PR #2050, opened 2016-03-30
Implement repo:gc and repo:purge-cache

### LINKED ISSUE #1570: Add support for purging the npm cache
My package.json references an npm module at the tip of a private repo.  Works great, but since dokku caches the npm folder, it never checks if there's a new commit on that package.

It would be nice if something similar to the [Heroku repo plugin](https://github.com/heroku/heroku-repo) existed so I could dokku repo:purge_cache.

josegonzalez:
These are helper plugins that mimic the repo plugin: https://github.com/heroku/heroku-repo

The following commands will remain unimplemented:

- `clone`: not useful for the host client to clone
- `download`: currently not possible for us to "host" a tarball of the repo
- `reset`: we still store files in the repo (though we shouldn't) so we cannot easily reinitialize the repository.

Also fixes a potential race condition if two separate processes create an application's `$CACHE_DIR`.

Closes #1570

### DIFF
--- a/plugins/repo/subcommands/purge-cache
+++ b/plugins/repo/subcommands/purge-cache
@@ -1,0 +1,20 @@
+#!/usr/bin/env bash
+set -eo pipefail; [[ $DOKKU_TRACE ]] && set -x
+source "$PLUGIN_CORE_AVAILABLE_PATH/common/functions"
+
+repo_purge_cache() {
+  declare desc="deletes the contents of the build cache stored in the repository"
+  local cmd="repo:purge-cache"
+  [[ -z $2 ]] && dokku_log_fail "Please specify an app to run the command on"
+  local APP="$2";
+  verify_app_name "$APP"
+
+  local IMAGE=$(get_app_image_name "$APP"); local CACHE_DIR="$DOKKU_ROOT/$APP/cache"
+
+  if [[ -d $CACHE_DIR ]]; then
+    docker run "$DOKKU_GLOBAL_RUN_ARGS" --rm -v "$CACHE_DIR:/cache" "$IMAGE" find /cache -depth -mindepth 1 -maxdepth 1 -exec rm -Rf {} \; || true
+    mkdir -p "$CACHE_DIR" || true
+  fi
+}
+
+repo_purge_cache "$@"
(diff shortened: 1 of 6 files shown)


michaelshobbs:
Do we need this given that we only clone a depth of 1? Also, tests.

plugins/repo/subcommands/purge-cache
```diff
@@ -0,0 +1,16 @@
...
+source "$PLUGIN_CORE_AVAILABLE_PATH/common/functions"
+
+repo_purge_cache() {
+  declare desc="deletes the contents of the build cache stored in the repository"
+  local cmd="repo:purge-cache"
+  [[ -z $2 ]] && dokku_log_fail "Please specify an app to run the command on"
+  local APP="$2"; local CACHE_DIR="$DOKKU_ROOT/$APP/cache"
+  verify_app_name "$APP"
+
+  find "$CACHE_DIR" -mindepth 1 -exec rm -rf {}
```
michaelshobbs: Does this work? Check the apps `pre-delete` trigger. We mount a container to `rm` this in that case due to permissions.

michaelshobbs:
Couldn't we implement `download` with an inline `tar` pipeline?

josegonzalez:
- Yeah I think so, given that it's the repo you push to.
- I don't write tests. You do, remember?
- Probably? Not sure how that would work...

michaelshobbs:
Oh yeah that's fair. We clone a depth of one but each subsequent push will add to that history.

michaelshobbs:
Thinking further, download would either need a client or we could tar up to a directory and just echo out the path for the user to scp. Not sure how much it's worth to do though. 

Also, write some damn tests. 😜

josegonzalez:
No, u.

michaelshobbs:
You could prevent the race condition by using `flock` like we do for deploys.

josegonzalez:
I figure the `-p` is good enough.

michaelshobbs:
:+1:

josegonzalez:
How do I test the `gc` call? I know how to test the purge-cache, but don't know about the gc call. Maybe neither is necessary?

michaelshobbs:
Rebased from master and added tests

josegonzalez:
Uhh that's not a rebase ;)

michaelshobbs:
Hrm what happened there. I did `git rebase master` in this branch.

michaelshobbs:
I think that fixed it. Maybe those showed up because we're merging squashed commits when we merge PRs?

michaelshobbs:
I cherry-picked that last commit from master. Not sure why github shows it as a change since the files match....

━━━━━━━━━━

What is required:
With no words changed, transcribe the records above.

Answer area:
PR #2050, opened 2016-03-30
Implement repo:gc and repo:purge-cache

### LINKED ISSUE #1570: Add support for purging the npm cache
My package.json references an npm module at the tip of a private repo.  Works great, but since dokku caches the npm folder, it never checks if there's a new commit on that package.

It would be nice if something similar to the [Heroku repo plugin](https://github.com/heroku/heroku-repo) existed so I could dokku repo:purge_cache.

josegonzalez:
These are helper plugins that mimic the repo plugin: https://github.com/heroku/heroku-repo

The following commands will remain unimplemented:

- `clone`: not useful for the host client to clone
- `download`: currently not possible for us to "host" a tarball of the repo
- `reset`: we still store files in the repo (though we shouldn't) so we cannot easily reinitialize the repository.

Also fixes a potential race condition if two separate processes create an application's `$CACHE_DIR`.

Closes #1570

### DIFF
--- a/plugins/repo/subcommands/purge-cache
+++ b/plugins/repo/subcommands/purge-cache
@@ -1,0 +1,20 @@
+#!/usr/bin/env bash
+set -eo pipefail; [[ $DOKKU_TRACE ]] && set -x
+source "$PLUGIN_CORE_AVAILABLE_PATH/common/functions"
+
+repo_purge_cache() {
+  declare desc="deletes the contents of the build cache stored in the repository"
+  local cmd="repo:purge-cache"
+  [[ -z $2 ]] && dokku_log_fail "Please specify an app to run the command on"
+  local APP="$2";
+  verify_app_name "$APP"
+
+  local IMAGE=$(get_app_image_name "$APP"); local CACHE_DIR="$DOKKU_ROOT/$APP/cache"
+
+  if [[ -d $CACHE_DIR ]]; then
+    docker run "$DOKKU_GLOBAL_RUN_ARGS" --rm -v "$CACHE_DIR:/cache" "$IMAGE" find /cache -depth -mindepth 1 -maxdepth 1 -exec rm -Rf {} \; || true
+    mkdir -p "$CACHE_DIR" || true
+  fi
+}
+
+repo_purge_cache "$@"
(diff shortened: 1 of 6 files shown)


michaelshobbs:
Do we need this given that we only clone a depth of 1? Also, tests.

plugins/repo/subcommands/purge-cache
```diff
@@ -0,0 +1,16 @@
...
+source "$PLUGIN_CORE_AVAILABLE_PATH/common/functions"
+
+repo_purge_cache() {
+  declare desc="deletes the contents of the build cache stored in the repository"
+  local cmd="repo:purge-cache"
+  [[ -z $2 ]] && dokku_log_fail "Please specify an app to run the command on"
+  local APP="$2"; local CACHE_DIR="$DOKKU_ROOT/$APP/cache"
+  verify_app_name "$APP"
+
+  find "$CACHE_DIR" -mindepth 1 -exec rm -rf {}
```
michaelshobbs: Does this work? Check the apps `pre-delete` trigger. We mount a container to `rm` this in that case due to permissions.

michaelshobbs:
Couldn't we implement `download` with an inline `tar` pipeline?

josegonzalez:
- Yeah I think so, given that it's the repo you push to.
- I don't write tests. You do, remember?
- Probably? Not sure how that would work...

michaelshobbs:
Oh yeah that's fair. We clone a depth of one but each subsequent push will add to that history.

michaelshobbs:
Thinking further, download would either need a client or we could tar up to a directory and just echo out the path for the user to scp. Not sure how much it's worth to do though. 

Also, write some damn tests. 😜

josegonzalez:
No, u.

michaelshobbs:
You could prevent the race condition by using `flock` like we do for deploys.

josegonzalez:
I figure the `-p` is good enough.

michaelshobbs:
:+1:

josegonzalez:
How do I test the `gc` call? I know how to test the purge-cache, but don't know about the gc call. Maybe neither is necessary?

michaelshobbs:
Rebased from master and added tests

josegonzalez:
Uhh that's not a rebase ;)

michaelshobbs:
Hrm what happened there. I did `git rebase master` in this branch.

michaelshobbs:
I think that fixed it. Maybe those showed up because we're merging squashed commits when we merge PRs?

michaelshobbs:
I cherry-picked that last commit from master. Not sure why github shows it as a change since the files match....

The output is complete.